The fixed effects are the grand mean β₀, the covariate adjusted treatment effect β₁, the effect of the Level 4 covariate β₂, the effect of the Level 3 covariate γ, the effect of the Level 2 covariate δ, and the effect of the Level 1 covariate π. There are two kinds of random effects at Level 4: one associated with variation of the mean of Level 4 units (the ζ_0i) and one associated with the variation of the treatment effects across Level 4 units (the ζ_1i), which are assumed to be independently normally distributed with zero means and variances $σ_{A 4}^{2}$ and $τ_{A 4}^{2}$ , respectively. In addition, there are Level 3 (the η _ij ), Level 2 (the ξ _ijk ), and Level 1 (the ∊ _ijkl ) random effects, which are assumed to be independently normally distributed with zero means and variances $σ_{A 3}^{2}, σ_{A 2}^{2}, a n d σ_{A 1}^{2}$ , respectively. Here the A in the subscript of the residual variances refers to the fact that the model includes covariates, so that the variances are adjusted for the covariates; the variances in a model without covariates would be denoted by $σ_{4}^{2}, τ_{4}^{2}, σ_{3}^{2}, σ_{2}^{2}, a n d σ_{1}^{2}$ , respectively. The covariate outcome correlations are defined in terms of the adjusted and unadjusted variances as $P_{1}^{2} = 1 - {\overset{ˉ}{P}}_{1}^{2} = 1 - σ_{A 1}^{2} / σ_{1}^{2}$ , $P_{2}^{2} = 1 - {\overset{ˉ}{P}}_{2}^{2} = 1 - σ_{A 2}^{2} / σ_{2}^{2}$ , $P_{3}^{2} = 1 - {\overset{ˉ}{P}}_{3}^{2} = 1 - σ_{A 3}^{2} / σ_{3}^{2}$ , $P_{4}^{2} = 1 - {\overset{ˉ}{P}}_{4}^{2} = 1 - σ_{A 4}^{2} / σ_{4}^{2}$ , and $Q_{4}^{2} = 1 - {\overset{ˉ}{Q}}_{4}^{2} = τ_{A 4}^{2} / τ_{4}^{2}$ . Here the notation $\overset{ˉ}{P}$ is used to denote the complement of P; namely, $\overset{ˉ}{P} = 1 - P$ . The notation Q (instead of P) for the variance explained at Level 4 is used to emphasize that it refers to variance explained in the treatment effect, not variance in the unit means, as at other levels.

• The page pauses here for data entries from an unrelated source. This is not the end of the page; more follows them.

Issue #662, opened 2022-06-01
[Enhancement]: Add healthcheck endpoint


bskrtich:
### Describe the feature/enhancement

We need some sort of health check endpoint to make sure the webapp/server is up and responding correctly. This then could be added to the docker setup or other setups to auto restart if the server dies.

advplyr:
There is a ping endpoint now that returns a JSON object.
`https://yourserver.com/ping`

I think the JSON object is unnecessary to return but if all you need to check is the status code then it will return a 200 if it succeeds.

Issue #661, opened 2022-06-01
[Enhancement]: Ability to trigger manual docker build


bskrtich:
### Describe the feature/enhancement

It would be nice if we can manually trigger a docker build using a specific tag and the latest source code

Jdiesel87:
You should already be able to do this 

https://hub.docker.com/r/advplyr/audiobookshelf/tags

bskrtich:
This is a request from @advplyr 
https://github.com/advplyr/audiobookshelf/pull/418#issuecomment-1144193822

PR #664, opened 2022-06-02
feat: Updates to docker file and gh action

bskrtich:
* Clean up Dockerfile 
* Add health check to Dockerfile [662](https://github.com/advplyr/audiobookshelf/issues/662)
* Update gh action versions
* Update manual trigger to include input [661](https://github.com/advplyr/audiobookshelf/issues/661)

### DIFF
--- a/Dockerfile
+++ b/Dockerfile
@@ -7,13 +7,23 @@ RUN npm run generate
 
 ### STAGE 1: Build server ###
 FROM node:16-alpine
-RUN apk update && apk add --no-cache --update ffmpeg
 ENV NODE_ENV=production
+RUN apk update && \
+    apk add --no-cache --update \
+    curl \
+    tzdata \
+    ffmpeg
+
 COPY --from=build /client/dist /client/dist
-COPY index.js index.js
-COPY package-lock.json package-lock.json
-COPY package.json package.json
+COPY index.js package* /
 COPY server server
+
 RUN npm ci --only=production
+
 EXPOSE 80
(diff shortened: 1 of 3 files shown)


Dockerfile
```diff
@@ -7,13 +7,23 @@ RUN npm run generate
 
 ### STAGE 1: Build server ###
 FROM node:16-alpine
-RUN apk update && apk add --no-cache --update ffmpeg
 ENV NODE_ENV=production
+RUN apk update && \
+    apk add --no-cache --update \
+    curl \
+    tzdata \
```
advplyr, line 14: What does timezone do for us here? Is that for the healthcheck?

bskrtich: It allows me to change the timezone inside the container using an environment var. From what I've heard the server doesnt respect the timezone yet but it can be usefull for running other commands. I also wanted to look into seeing what it would take to use the local timezone in the logs.

bskrtich: I can remove it if you want.

advplyr: I'm not sure how that works. If we wanted to add the timezone as an environment var wouldn't we need to set env using the `ENV` command?

bskrtich: The tzdata package automatically picks up the `TZ` env and uses it to set the timezone inside the container.

advplyr:
Tried out the manually build with tag input and build is failing.
https://github.com/advplyr/audiobookshelf/runs/6740936624?check_suite_focus=true

PR #1156, opened 2022-11-14
Add French Translation

tomazed:
This is a French Translation for audiobookshelf


tomazed:
I have noticed a problem that is more of a syntaxical issue, there are two labels used in the library statistics page that sum up the total length of the library in hours:
image
but this seems to be two different labels:
`"LabelStatsOverall": "Overall",
"LabelStatsHours": "Hours",`
that are used.
I have translated
`"LabelStatsOverall": "Total",
"LabelStatsHours": "Heures",`
Problem being in French those should be inverted to read "727 Heures au total" or but mine is  727 Total Heures which is grammatically incorrect.
Any idea how to circumvent this? switching the translation Overall<>Hours seems to be a dirty fix to me and I do not know if the label are used elsewhere.

advplyr:
That label can either be "Overall Hours" or "Overall Days". If you have over 10,000 hours of audio then it will show "Overall Days".

If I create 2 separate strings for those would that be a viable solution?

I would add:
```json
"LabelStatsOverallDays": "Overall Days",
"LabelStatsOverallHours": "Overall Hours"
```

advplyr:
This is updated now and those 2 strings were added. https://github.com/advplyr/audiobookshelf/commit/5a60bb82677451f751972f0c9fd3238b79d313b8

If you can update this PR with those that would be great.

tomazed:
I will update, thanks

advplyr:
thanks!

PR #1175, opened 2022-11-18
Update it.json old version

burghy86:
minor fix update


advplyr:
Please update with the new it.json file that I had to update the order of strings.

PR #1187, opened 2022-11-20
Add a few tooltips

lkiesow:
Starting to use audiobookshelf, the function of some buttons weren't very clear to me and while some buttons have tooltips, others have not.

This patch adds some additional tooltips to the user interface, further explaining some of the functionality.

_This doesn't modify any of the translations since that's often a separate process. I can adjust the other files if necessary._


client/strings/en-us.json
```diff
@@ -282,6 +284,7 @@
   "LabelRecentSeries": "Recent Series",
   "LabelRegion": "Region",
   "LabelReleaseDate": "Release Date",
+  "LabelRemoveCover": "Remove book cover",
```
advplyr, line 287:
```suggestion
  "LabelRemoveCover": "Remove cover",
```
This is also used for podcasts

client/strings/en-us.json
```diff
@@ -39,6 +39,7 @@
   "ButtonOk": "Ok",
   "ButtonOpenFeed": "Open Feed",
   "ButtonOpenManager": "Open Manager",
+  "ButtonPause": "Pause",
```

This model reduces to a three-level model if Level 2 is omitted, so that p = 1, $σ_{A 2}^{2} = 0$ , and the δZ_ijk and ξ _ijk terms drop out. It is sensible in this case to rename the highest two levels as Levels 3 and 2. The model reduces to a two-level model if, in addition, Level 1 is omitted, so that n = 1, $σ_{A 1}^{2} = 0,$ and the πX_ijkl and ∊ _ijkl terms drop out. It is sensible in this case to rename the highest level as Level 2 and the remaining level as Level 1.

The intraclass correlations ρ₂, ρ₃, and ρ₄, and the heterogeneity parameter ω₄ are defined in terms of the unadjusted variances as in the model with no covariates. The covariate outcome correlations are defined in terms of the adjusted ( $σ_{A i}^{2}$ and $τ_{A 4}^{2}$ ) and unadjusted ( $σ_{i}^{2}$ and $τ_{4}^{2}$ ) variances as ${\overset{ˉ}{P}}_{1}^{2} = 1 - P_{1}^{2} = 1 - σ_{A 1}^{2} / σ_{1}^{2}$ , ${\overset{ˉ}{P}}_{2}^{2} = 1 - P_{2}^{2} = 1 - σ_{A 2}^{2} / σ_{2}^{2}$ , ${\overset{ˉ}{P}}_{3}^{2} = 1 - P_{3}^{2} = 1 - σ_{A 3}^{2} / σ_{3}^{2}$ , and ${\overset{ˉ}{Q}}_{4}^{2} = 1 - Q_{4}^{2} = 1 - τ_{A 4}^{2} / τ_{4}^{2}$ .

Intraclass Correlations and Heterogeneity Parameters

Three parameters are necessary to specify the four-level intraclass correlation structure, and the intraclass correlations ρ₂, ρ₃, and ρ₄ (and $\overset{ˉ}{ρ} = 1 - ρ_{2} - <$ ) are defined in exactly the same way as in Equation 2 for the hierarchical design. However, in randomized block designs, the variance of the treatment effect also depends on an additional parameter describing the variance of the treatment effects across clusters (blocks or Level 4 units). There are alternative ways to represent this parameter, but a scale-free representation is the ratio of the variance of the treatment effects across Level 4 units ( $τ_{4}^{2}$ ) to the variance of the means of Level 4 units ( $σ_{4}^{2}$ ); that is, $ω_{4} = τ_{4}^{2} / σ_{4}^{2}$ .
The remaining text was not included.